Nun, bei TEW ist das so ne Sache. Es ist möglich, viele Gegner durch schleichen zu umgehen, auch kannst Du Gegner in Fallen laufen lassen, allerdings meist erst wenn sie Dich entdeckt haben. Die Bossgegner musst Du bis auf 3 Ausnahmen mit Waffengewalt erledigen. An vielen Stellen lässt sich die offene Konfrontation aber nicht vermeiden.

Wenn Du also ein reines Stealth Game ala Splinter Cell suchst, bist Du bei TEW falsch.

Optionale Wege wirst Du auch nicht finden, es gibt zwar Abzweigungen und Nebenräume wo Sachen zu finden sind aber ansonsten ist der Weg ziemlich linear gehalten. Da heißt es alles genau absuchen.

Den God-Mode solls geben (keine Ahnung was man da eingeben muss), das macht das Spiel aber denke ich ziemlich langweilig .


----------



## Macalanias (21. Februar 2015)

ich hab nicht so ein spiel speziell gesucht, ich wollte nur wissen ob es denn geht. vorsicht ist die mutter des zombiekillers wenn er keinen flammenwerfer auf dem rücken hat 

das es keine optionalen wege gibt kommt der fehlenden map zumindest schon mal zu gute

wie ist es denn mit dem verstecken. muss man hinter gegenständen sein oder reichen ecken ohne licht auch aus?


----------



## Shorty484 (22. Februar 2015)

Also meine Erfahrungen sind da unterschiedlich. Mal steht ein Gegner direkt vor einem und sieht einen in der dunklen Ecke nicht. Manchmal hockt man hinter einem Gegenstand und wird trotzdem gesehen, oder wird von Gegnern sogar schon von weitem gesehen.


----------



## Macalanias (22. Februar 2015)

inzwischen bin ich auch gut dabei und mach nun in den nächsten spiel minuten anstalten in lvl 3 den boss in der scheune anzugehen. 

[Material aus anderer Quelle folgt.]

PR #1307, opened 2024-02-21
Ruff codechecks

PaulJonasJost:
Most important to check would be 
+ pre-commit-config.yaml
+ pyproject.toml

can flake8 be deleted from tox and .flake8 as well?


.pre-commit-config.yaml
```diff
@@ -54,12 +31,19 @@ repos:
...
-- repo: local
+- repo: https://github.com/astral-sh/ruff-pre-commit
+  # Ruff version.
+  rev: v0.1.11
   hooks:
-  - id: style
-    name: Check style
-    description: Check style
-    pass_filenames: false
-    entry: tox -e project,flake8
```
dweindl, line 63: Did you remove `project` on purpose?

If we aren't using flake8 any longer, I'd also remove the respective tox config from `tox.ini`.

pypesto/engine/base.py
```diff
@@ -24,5 +24,6 @@ def execute(
             List of tasks to execute.
         progress_bar:
             Whether to display a progress bar.
+
```
dweindl, line 27: Any good reason for those trailing empty lines?

pyproject.toml
```diff
@@ -11,10 +11,80 @@ build-backend = "setuptools.build_meta"
...
+"test/*" = [
+    "T201",
+    "S101",
+    "D",
+]
+"pypesto/util.py" = [
+    "D400",
+    "D205",
+    "D107",
+]
```
dweindl, line 81: Why different docstring rules in different files?

dweindl (commented):
Thanks. Mostly looks good.

doc/example/workflow_comparison.ipynb
```diff
@@ -468,7 +195,7 @@
     "        \"\"\"\n",
     "        Turn array of parameters to dictionary usable for objective call.\n",
     "        \"\"\"\n",
-    "        return {x_id: x_i for x_id, x_i in zip(self.x_ids, x)}\n",
+    "        return {zip(self.x_ids, x)}\n",
```
dweindl, line 198: fixme: dict vs set

pyproject.toml
```diff
@@ -11,10 +11,80 @@ build-backend = "setuptools.build_meta"
...
 line-length = 79
-target-version = ['py38', 'py39']
 skip-string-normalization = true
 
 [tool.isort]
 profile = "black"
 line_length = 79
 multi_line_output = 3
+
+[tool.ruff]
```
dilpath, line 21: Remove `tool.isort`, `tool.black` above?

dilpath (approved):

stephanmg:
> Most important to check would be
> 
> * pre-commit-config.yaml
> * pyproject.toml
> 
> can flake8 be deleted from tox and .flake8 as well?

Looks good to me. Would remove .flake8.

.pre-commit-config.yaml
PaulJonasJost: As far as I can see in the code, project is just used to initialise the project to be able to run flake8. Not needed for any part of the tests if we remove the flake8 test. Yes, agreed, will remove from tox.ini

pyproject.toml
PaulJonasJost: * I do not really care about the documentation within `examples`, in many cases I think it is not supposed to be documented the same the code base (hence ignore `D` there)
* Same goes for testing and Jupyter notebooks
* All other files (both */init and the other ones). are the ones that have in their heading the following string which is considered docstring:
```
Header
=====

Short description of either the module or the file
```

This produces exactly D400 and D205, which is why in only those files it is excluded, in all other files it should be checked.

dweindl: Ok

dweindl (approved):

FFroehlich:
bit late now, but might make sense to add the PR of this commit to a `.git-blame-ignore-revs`  file (see https://docs.github.com/en/repositories/working-with-files/using-files/viewing-a-file#ignore-commits-in-the-blame-view)

PR #1311, opened 2024-02-27
Fix CMAES installation hint

dilpath:
Currently instructs users to install `cma` with `pip install pypesto[cma]`, but this isn't configured in "setup.py".

Now refactored so everything is in terms of `cma` and `CmaOptimizer`.


PaulJonasJost (approved):
Perhaps would be nicer to rename to `cma` in setup?

dilpath:
> Perhaps would be nicer to rename to `cma` in setup?

Agreed, as well as renaming `CmaesOptimizer` to `CmaOptimizer`, since it looks like the other optimizers are named after the package rather than the method. What do you think? Would be an unnecessary breaking change then.

PaulJonasJost:
> > Perhaps would be nicer to rename to `cma` in setup?
> 
> Agreed, as well as renaming `CmaesOptimizer` to `CmaOptimizer`, since it looks like the other optimizers are named after the package rather than the method. What do you think? Would be an unnecessary breaking change then.

I am fine with that, we can have a period where we still allow the usage of `CmaesOptimizer` but then with a deprecation warning? Would not be breaking per se but we can then remove it later?

PaulJonasJost (approved):
Thanks 🙏🏼

PR #1313, opened 2024-02-28
Semiquant: Fix spline inner parameter initial values

Doresic:
Initial values of spline inner parameters of each optimization are set to end values of the previous inner optimization, if possible. However, the saving of previous inner parameters was saving the spline knot values, instead of the spline knot differences, which are the inner parameters.

This wasn't a big issue, as the initial values of the inner optimization are not that important (the problem is convex). But in some cases, they were so different that the inner solver stopped early.

Updated the visualization to work with the change.


stephanmg (commented):
LGTM. Feel free to merge.

stephanmg (approved):

PR #1314, opened 2024-02-29
Semiquant: Add spline knots to the optimization result

### LINKED ISSUE #1308: Make spline parameters available for user for non-linear semi-quantitative data
**Feature description**
When performing hierarchical approximation using splines as the observable mapping one should include spline knots and values for each observable in the `result.optimize_result` object.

gibts denn anhaltspunkte wann man gegner die schon tot da liegen verbrennen sollte? muss man gucken ob der kopf noch vorhanden ist? einfach alles und jeden anzünden? oder gibts da indizien die man sehen kann welcher gleich gefährlich wird? 

an streichhölzern mangelt es mir zwar wirklich nicht und es liegen rund herum überall noch welche verteilt weil ich stealthkills setze wenn ich kann und die natürlich sofort tot sind und bleiben, bzw. headshots und gerade den krit der pistole mit erhöhe.


----------



## Shorty484 (22. Februar 2015)

> gibts denn anhaltspunkte wann man gegner die schon tot da liegen  verbrennen sollte? muss man gucken ob der kopf noch vorhanden ist?  einfach alles und jeden anzünden? oder gibts da indizien die man sehen  kann welcher gleich gefährlich wird?


Gute Frage, ich hab so viel wie möglich angezündet. Ab und zu auch mal einfach drauf gehaun bis Ruhe war .


----------



## Macalanias (25. Februar 2015)

jetzt hab ich doch mal wieder n problem...ich schaffs mit der spielmechanik nicht laura zu erledigen. geht einfach nicht. die 2 fässer sind kein problem aber dann?! wenn ich die fackeln nehme tritt der depp zu statt die fackel zu schwingen dh ich verrecke instant! wenn ich zu den feuerbecken gehe ist die rausgelaufen ehe der idiot mal an dem hebel gezogen hat...also wie bitte soll das gehen?


----------



## Shorty484 (1. März 2015)

Also bei mir ging das mit dem Feuerbecken problemlos, erfordert ein bisschen Timing. Eine gute Strategie sind Elektrobolzen und dann mit Explosionsbolzen eindecken. Falls Du schon Frostbolzen hast, die erfüllen auch Ihren Zweck.


----------



## Macalanias (10. März 2015)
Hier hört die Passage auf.